How to Find (And Fix) Orphan Pages
What is an Orphan Page?
An orphan page is a page on a website that is not linked to by any other page on the site. Think of the internet like a perfectly built spider web, each strand connected to another. Now imagine, a couple feet away from the web, a strand of silk hanging mid-air, all by itself. It’s still a piece of web, and would be helpful to a spider if the spider could reach it, but this spider can’t jump, and the strand of silk is useless. This strand of silk is an orphan page.
Orphan pages are rarely stumbled upon by users. This is because a user would have to access the page directly (via URL search) or via sitemap, which doesn’t tend to happen.

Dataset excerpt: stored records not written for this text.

PR #446, opened 2022-11-29
Streamline the deployment step

bernardhalas:
`kustomize` can be pointed to any folder in the repo. That makes the `note` superfluous.

### DIFF
--- a/README.md
+++ b/README.md
@@ -37,7 +37,7 @@ Claudie comes with a pre-configured storage solution, with ready-to-use Storage 
 Deploy Claudie Kubernetes [manifests/claudie](https://github.com/Berops/claudie/tree/master/manifests/claudie) into a Kubernetes cluster.
 
 ```
-kustomize build manifests/claudie | kubectl apply -f -
+kubectl apply -k manifests/claudie
 ```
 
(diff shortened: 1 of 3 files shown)


MarioUhrik (approved):
Thanks @bernardhalas , this is great.

I added a couple commits, please check

bernardhalas:
Thank you for complementing me.

bernardhalas:
Btw, @MarioUhrik , would you know if `kubectl apply -k manifests/claudie` would work the same way? Because that would drop the need for a standalone `kustomize` binary.

MarioUhrik:
> Btw, @MarioUhrik , would you know if `kubectl apply -k manifests/claudie` would work the same way? Because that would drop the need for a standalone `kustomize` binary.

Yes, let's do that.
One way or another, you need a relatively recent version of Kustomize - or in the case of your suggestion, Kubectl.
I just tested that:
- kustomize v3 is too old
- kustomize v4 suffices
- kubectl 1.20 is too old
- kubectl 1.25 suffices

Despire (approved):

MarioUhrik (approved):

PR #447, opened 2022-11-30
Increase patience of Context Box when waiting for MongoDB

MarioUhrik:
I think that increasing the liveness probe delay & the number of reconnection attempts will make the startup more robust.
Please let me know your thoughts


Despire (approved):
I dont see any issues with this 👍

jaskeerat789 (approved):
LGTM 👍

Issue #443, opened 2022-11-29
Error while cleaning lock in DynamoDB after infra deletion


jaskeerat789:
### Current Behavior:
After deleting the infra, terraformer tries to delete the `lock` from DynamoDB but it fails with the following error:
>  Failed to destroy the infra for project TestSet-2 : failed to remove state lock file ts2-lb-2-s8u3l79 : operation error DynamoDB: DeleteItem, failed to sign request: failed to retrieve credentials: failed to refresh cached credentials, no EC2 IMDS role found, operation error ec2imds: GetMetadata, http response error StatusCode: 404, request to EC2 IMDS failed 

This error is pretty consistent in CI.

Despire:
closed in #449

PR #449, opened 2022-12-01
Feat/node metadata

### LINKED ISSUE #407: Feature: Nodes information and credential
### Motivation:
When trying to debug issues I had to manually retrieve ssh keys directly from MongoDB and lookup node IP's in Terraformer logs. User should have easier access to LB and K8S Nodes. 

### Description:
User should be able to obtain information about nodes created by Claudie. I see it like this: Claudie after provisioning, next to the `secret`  containing `kubeconfig` will create another one with Node metadata ( ip addresses at minimum ) and credentials to it. ( username and ssh key ).

### Exit criteria:
- [ ] user can retrieve nodes ssh keys
- [ ] user can retrieve nodes metadata ( IP address at least )

Despire:
Closes #407 

This PR introduces a change where an additional secret is created to the kubeconfig that contains additional information about the created cluster:
- Private Key SSH key for nodes
- Public IP addresses for all nodes

The secret is created with the `metadata` suffix and contains data in JSON format in base64 encoding.
Screenshot 2022-11-30 at 16 41 58

**Is there any other information you would like to have (or is private key and IP addresses sufficient) ?**


MarioUhrik:
Hi @Despire , thanks a lot for this :) 
I think that private key and IP addresses are sufficient for now.

Couple questions:
- What happened with the CI? Did it run forever?
- What happens if the secret is removed by accident? Does Claudie recreate it?

Despire:
encountered issue #443 , so fixing it currently as the CI will fail...

if we delete the secret either kubeconfig or the metadata it won't be recreated automatically it needs to be triggered by either editing the input-manifest so the workflow starts again.,

MarioUhrik:
> encountered issue #443 , so fixing it currently as the CI will fail...

Thanks for fixing the CI issue :) 

> if we delete the secret either kubeconfig or the metadata it won't be recreated automatically it needs to be triggered by either editing the input-manifest so the workflow starts again.,

OK, this should suffice in the meantime

services/kuber/server/server.go
```diff
@@ -31,6 +32,11 @@ const (
 	outputDir        = "services/kuber/server/clusters"
 )
 
+type ClusterMetadata struct {
+	NodeIps    map[string][]net.IP `json:"node_ips"`
```
MiroslavRepka, line 36: What are the key and values here? From the code it looks like `[nodepool-name]<public ips in nodepool>[]`, but I would expect it to be something like `[node-name]<public IP, private IP>[]`, or something along those lines.

It would be easier for a user to find IP for individual node, not to look for it in nodepool.

services/kuber/server/server.go
```diff
@@ -55,96 +61,121 @@ func (s *server) SetUpStorage(ctx context.Context, req *pb.SetUpStorageRequest)
...
+
+	for _, pool := range req.GetCluster().GetClusterInfo().GetNodePools() {
+		for _, node := range pool.GetNodes() {
+			md.NodeIps[pool.Name] = append(md.NodeIps[pool.Name], net.ParseIP(node.Public))
+		}
+	}
+
+	b, err := json.Marshal(md)
+	if err != nil {
+		return nil, fmt.Errorf("failed to marshal cluster metadata: %w", err)
```
MiroslavRepka, line 88: An error can be a little more specific, i.e. `fmt.Errorf("failed to marshal %s cluster metadata: %w", req.GetCluster().GetClusterInfo().GetName(), err)`

MiroslavRepka (commented):
LGTM, thanks for the PR @Despire!

services/kuber/server/server.go
Despire: Yes currently it's [nodepool-name][ array of all public ips for each node]
`[node-name]<public IP, private IP>[]` works as well 👍 , I think it might be better.

Despire: the data will now look like this

```json
{
    "node_ips": {
        "matus-t1-qa47cb5-hetzner-compute-1": {
            "public_ip": "192.168.2.2",
            "private_ip": "192.168.2.2"
        },
        "matus-t1-qa47cb5-hetzner-control-1": {
            "public_ip": "192.168.2.1",
            "private_ip": "192.168.2.1"
        }
    },
    "private_key": "...."
}
```

MiroslavRepka (approved):

services/kuber/server/server.go
```diff
@@ -31,6 +32,20 @@ const (
...
 
+type (
+	IPPair struct {
+		PublicIP  net.IP `json:"public_ip"`
+		PrivateIP net.IP `json:"private_ip"`
+	}
+
+	ClusterMetadata struct {
+		// NodeIps maps node-name to public-private ip pairs.
+		NodeIps map[string]IPPair `json:"node_ips"`
```
jaskeerat789, line 43: Do you think we should add private IP to this metadata as well? I am not sure if we can get this info using kubectl.
@Despire @MarioUhrik

jaskeerat789 (approved):
Thanks for feature addition and also some refactoring, changes LGTM @Despire

services/kuber/server/server.go
Despire: Not sure what you mean @jaskeerat789  there already is a private/public IP https://github.com/Berops/claudie/blob/acbfaad00155d0ad0faac82604df90b7f5b3f222/services/kuber/server/server.go#L91-L95

Despire:
Please Re-review the latest commit @MiroslavRepka https://github.com/Berops/claudie/pull/449/commits/b4758447e62003e20ea8cbdc3894cb4ab88302d3

I had to remove the OCI/GCP combination due to errors building clusters.
I had to remove this line https://github.com/Berops/claudie/blob/5a92ab8e1feaea51cef4a91d4841e1ad82a811bc/services/terraformer/templates/azure.tpl#L108

As terraformer would just fail to correctly resolve the association if the zones were changed in the public_ip, we still have the zone in the VM so there shouldn't be any problem with removing this line.

I've also remove 1 manifest from test-set2 and test-set1 that just increased the counts for each nodepool by one which I believe didn't really test much, I instead just increased/decreased counts in the other manifests.


The CI pipelines is still failing due to issues with deleting the kubernetes nodes... (Since I've rewritten the tests this issue watch catched in the CI pipeline the lonhorn nodes won't setup correctly, compute nodes get marged as master nodes for some unknown reason.)

Screenshot 2022-12-13 at 11 28 23

```bash
NAME                            STATUS   ROLES                  AGE   VERSION
ts1-gcp-wenvdk7-gcp-compute-1   Ready    <none>                 51m   v1.22.0
ts1-gcp-wenvdk7-gcp-compute-2   Ready    control-plane,master   54m   v1.22.0
ts1-gcp-wenvdk7-gcp-control-1   Ready    control-plane,master   54m   v1.22.0
ts1-gcp-wenvdk7-gcp-control-2   Ready    control-plane,master   53m   v1.22.0
ts1-gcp-wenvdk7-gcp-control-3   Ready    control-plane,master   52m   v1.22.0
```

MiroslavRepka:
The changes in the last commit look fine, thanks for resolving the issues. 

Regarding the pipeline marking the nodes incorrectly, I had a look in our code and I don't see a reason why they would be marked as master nodes. I saw that the kubeone version was updated in the previous PR, so I would look for an issue there. In the changelogs, they mention some changes regarding the annotations, but I haven't looked at them properly. It's just an educated guess :).

Despire:
I've actually just figured this out. Its due to this:
https://github.com/Berops/claudie/blob/5a92ab8e1feaea51cef4a91d4841e1ad82a811bc/services/terraformer/server/clusterBuilder/clusterBuilder.go#L223-L231

Its taking the NodeType and Private IP from a previous node by the IP address, And I have debugged this and it turns out the IP gets re-used and could end up taking the role of the Master

MiroslavRepka:
I see, yeah I haven't though about that. Great job!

Some orphan pages are orphaned intentionally. These are private pages used by webmasters that aren’t intended for users to stumble upon. But we won’t worry about these pages in this post.
Why Should I Care?
At Mockingbird, checking for orphan pages is part of our technical audit. It’s one of the many indicators we use at the very beginning of an engagement to asses a client’s website health. Lots of orphan pages = website health could be improved. Why is this the case?
- You might have valuable pages orphaned. Sometimes this happens accidentally. This could mean that you have great content on your site, but, as it isn’t linked to, a user will never find it naturally. This is bad for the user, but not only this, you’re missing out on the potential online credibility coming from your valuable content. People don’t link to pages that they can’t find. Search engines wont have the opportunity to recognize you as an online authority on any subject if your best pages aren’t getting seen, linked to externally, or talked about.
- Orphan pages might bring penalties. This is a debated point among SEOs. Some speculate that, upon discovering orphan pages on a site, search engines will treat these pages as doorway pages (unnatural pages intended to rank artificially high for certain search terms to bring in users), and penalize the site. Most disagree, but in this case it’s worthwhile to error on the side of caution.
How Do I Identify Orphan Pages?
There are plenty of ways to identify orphan pages on your site, but no matter how you get the it, all you need is:
- A complete list of every page on your site
- A complete list of every crawlable page on your site.
For (1.) I use the xml sitemap*. If this sitemap is working correctly, it should be updating automatically each time a page is added to your site, regardless of whether or not it’s orphaned.
For (2.) I use Screaming Frog. Screaming Frog crawls the site as a Googlebot/Bingbot would. This means it starts at the homepage and works down, exploring each link it encounters on its way. Because Screaming Frog works in this way, it excludes pages that are not linked to on any other page. You called it, orphan pages.
Now that you have both a list of every page on your site, and a list of every crawlable page on your site, it’s time to compare. Bring both lists into an excel spreadsheet and run a duplicate check. All pages that don’t appear in your spreadsheet twice (these should be the pages that appear in your sitemap, but not Screaming Frog) are orphan pages.
What Do I Do Once I find Them?
This is the easy part. If you’ve found unintentionally orphaned pages on your site, assess their value. If an orphaned page has thin content, duplicate content, or is outdated, you’re better off without it. Noindex these pages. For valuable, relevant orphaned pages that you find, link to them from a natural page. Put yourself in the user’s shoes and imagine where your orphaned page would be the most helpful. If you discover an orphan page on your auto website called “Everything You Need to Know About Pistons”, your “Engine Parts” page would be a great candidate as a page to link from.
*In order to access this, just tack “/sitemap_index.xml/” on to the end of your homepage URL.